Of the entries below, restate word for word only the section that runs from the line with "const parts = window.location.href.split('/')" to the line with "(diff shortened: 2 of 3 files shown)", counting both ends.

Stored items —

★ ★ ★

PR #817, opened 2020-01-17
resolves #816 chrome:// is a root path (in a browser environment)

### LINKED ISSUE #816: Add "chrome://" as a root path in the browser
Initial discussion: https://github.com/asciidoctor/asciidoctor.js/issues/62

To do that, we should override the `root?` method:
https://github.com/asciidoctor/asciidoctor/blob/35c1f9a8f7c1cee310d6c1d1ad46ec5ae4702d54/lib/asciidoctor/path_resolver.rb#L163-L169

Mogztter:
resolves #816

### DIFF
--- a/packages/core/lib/asciidoctor/js/asciidoctor_ext/browser/path_resolver.rb
+++ b/packages/core/lib/asciidoctor/js/asciidoctor_ext/browser/path_resolver.rb
@@ -1,0 +1,7 @@
+module Asciidoctor
+class PathResolver
+  def root? path
+    (absolute_path? path) || (path.start_with? 'file://', 'http://', 'https://', 'chrome://')
+  end
+end
+end
--- a/packages/core/spec/browser/asciidoctor-spec.js
+++ b/packages/core/spec/browser/asciidoctor-spec.js
@@ -16,7 +16,9 @@
   const expect = chai.expect
   const asciidoctor = Asciidoctor({ runtime: { platform: 'browser' } })
   const parts = window.location.href.split('/') // break the string into an array
-  parts.pop(); parts.pop(); parts.pop()
+  parts.pop()
+  parts.pop()
+  parts.pop()
   const baseDir = parts.join('/')
   const asciidoctorCoreSemVer = semVer(asciidoctor.getCoreVersion())
   const testOptions = {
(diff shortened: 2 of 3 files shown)


packages/core/lib/asciidoctor/js/asciidoctor_ext/browser/path_resolver.rb
```diff
@@ -0,0 +1,7 @@
+module Asciidoctor
+class PathResolver
+  def root? path
+    (absolute_path? path) || (path.start_with? 'file://', 'http://', 'https://', 'chrome://')
```
Mogztter: ping @bodtx!
Is the code correct?

packages/core/spec/browser/asciidoctor-spec.js
```diff
@@ -43,6 +45,28 @@
...
+          standalone: true,
+          attributes
+        }
+        try {
+          asciidoctor.convert('Hello world', options)
+          expect.fail('the resource does not exist and the converter should throw an exception!')
+        } catch (e) {
+          // the resource does not exist but chrome:// is a root path and should not be prepended by "./"
+          // we expect the processor to try to load the resource 'chrome://asciidoctor/extension/css/asciidoctor-plus.css' and fail!
+          expect(e.message).to.include(`Failed to load 'chrome://asciidoctor/extension/css/asciidoctor-plus.css'`)
```
Mogztter: @bodtx I've added comments to explain this test.
Basically I've copied and adapted your code from [chrome/content/myCompose.js](https://framagit.org/bodtx/asciidoctor_tb/blob/f4f0d83d92c5372c6af4521bdaf0d8cce9630ecf/chrome/content/myCompose.js#L71-85) but since the resource `chrome://asciidoctor/extension/css/asciidoctor-plus.css` does not exist, I'm catching the exception and asserting that the resource path was not prepended by `./`. 

Does it make sense?

Mogztter:
I want to include this fix in the next release, please let me know if you think that the code is OK.
Thanks!

packages/core/lib/asciidoctor/js/asciidoctor_ext/browser/path_resolver.rb
bodtx: yes this is correct

packages/core/spec/browser/asciidoctor-spec.js
bodtx: indeed the `./` added to my url was the problem.
if there is just `chrome://` the url should be ok

Mogztter: Thanks for your feedback!

PR #819, opened 2020-01-19
Add a changelog to keep track of changes

Mogztter:
It also makes the release process (ie. create the changelog on the release page) less tedious.

### DIFF
--- a/CHANGELOG.adoc
+++ b/CHANGELOG.adoc
@@ -1,0 +1,183 @@
+= Asciidoctor.js Changelog
+:uri-repo: https://github.com/asciidoctor/asciidoctor.js
+:icons: font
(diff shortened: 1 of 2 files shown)


mojavelinux:
I strongly recommend requiring a CHANGELOG entry in every PR (unless there is good reason not to). That way, the CHANGELOG is always current.

Mogztter:
Is there a way to avoid conflicts? That's the main reason why I would add the changelog after...

mojavelinux:
Place the items strategically. Or you can space them out, then remove the spaces before the release. I've found this to not be too much of an issue since there are usually conflicts somewhere else if there's a conflict in the CHANGELOG. So it's just part of the process.

PR #831, opened 2020-01-26
resolves #829 types for getCaption

### LINKED ISSUE #829: Property 'getCaption' in type 'Section' is not assignable to the same property in base type 'AbstractBlock'
When using the types defined in `index.d.ts` and running `tsc` with TS 3.7.5 and `strict` tsconfig, we run into:

```
> $(npm bin)/tsc -v
Version 3.7.5

> $(npm bin)/tsc
node_modules/asciidoctor/types/index.d.ts:2190:5 - error TS2416: Property 'getCaption' in type 'Section' is not assignable to the same property in base type 'AbstractBlock'.
  Type '() => string | undefined' is not assignable to type '() => string'.
    Type 'string | undefined' is not assignable to type 'string'.
      Type 'undefined' is not assignable to type 'string'.

2190     getCaption(): string | undefined;
         ~~~~~~~~~~
```

Note that this only happens with a `strict` tsconfig:

```
{
  "compilerOptions": {
    "target": "es2015",
    "module": "commonjs",
    "outDir": "./dist" /,
    "strict": true,
    "noUnusedLocals": true,
    "noUnusedParameters": true,
    "noImplicitReturns": true,
    "noFallthroughCasesInSwitch": true,
    "typeRoots": ["node_modules/@types", "types"],
    "esModuleInterop": true
  }
}
```

cexbrayat:
This also tightens the tsconfig to use a strict configuration, and fixes the problems that appeared in tests.ts

### DIFF
--- a/packages/core/src/asciidoctor-core-api.js
+++ b/packages/core/src/asciidoctor-core-api.js
@@ -394,7 +394,8 @@ AbstractBlock.prototype.getSourceLocation = function () {
  * @memberof AbstractBlock
  */
 AbstractBlock.prototype.getCaption = function () {
-  return this.$caption()
+  var caption = this.$caption()
+  return caption === Opal.nil ? undefined : caption
 }
 
 /**
--- a/packages/core/types/index.d.ts
+++ b/packages/core/types/index.d.ts
@@ -1989,7 +1989,7 @@ export namespace Asciidoctor {
      * Get the caption for this block.
      * @returns the caption for this block
      */
-    getCaption(): string;
+    getCaption(): string | undefined;
 
     /**
      * Set the caption for this block.
--- a/packages/core/types/tests.ts
+++ b/packages/core/types/tests.ts
@@ -537,7 +537,7 @@ class BlogConverter {
     };
   }
 
-  convert(node: Asciidoctor.AbstractNode, transform: string | null, opts: any) {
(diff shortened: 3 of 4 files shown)


Mogztter:
It's looking good thanks!
I think we should also update the code of `AbstractBlock.prototype.getCaption` in `asciidoctor-core-api.js` to return undefined if the value is `Opal.nil` to be consistent.

cexbrayat:
@Mogztter I pushed another commit, let me know if that's what you expected  :)

packages/core/src/asciidoctor-core-api.js
```diff
@@ -394,7 +394,7 @@ AbstractBlock.prototype.getSourceLocation = function () {
  * @memberof AbstractBlock
  */
 AbstractBlock.prototype.getCaption = function () {
-  return this.$caption()
+  return this.$caption() === Opal.nil ? undefined : this.$caption()
```
Mogztter: Could you please assign the result of the function `this.$caption()`? Both for consistency and probably performance as the `$caption` method is [not a simple accessor](https://github.com/asciidoctor/asciidoctor/blob/194d191f24dd6a069055c903cd7019772cfa988f/lib/asciidoctor/abstract_block.rb#L244).

```suggestion
  var caption = this.$caption()
  return caption === Opal.nil ? undefined : caption
```

cexbrayat:
@Mogztter Done!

★ ★ ★

WRITTEN ANSWER —
   const parts = window.location.href.split('/') // break the string into an array
-  parts.pop(); parts.pop(); parts.pop()
+  parts.pop()
+  parts.pop()
+  parts.pop()
   const baseDir = parts.join('/')
   const asciidoctorCoreSemVer = semVer(asciidoctor.getCoreVersion())
   const testOptions = {
(diff shortened: 2 of 3 files shown)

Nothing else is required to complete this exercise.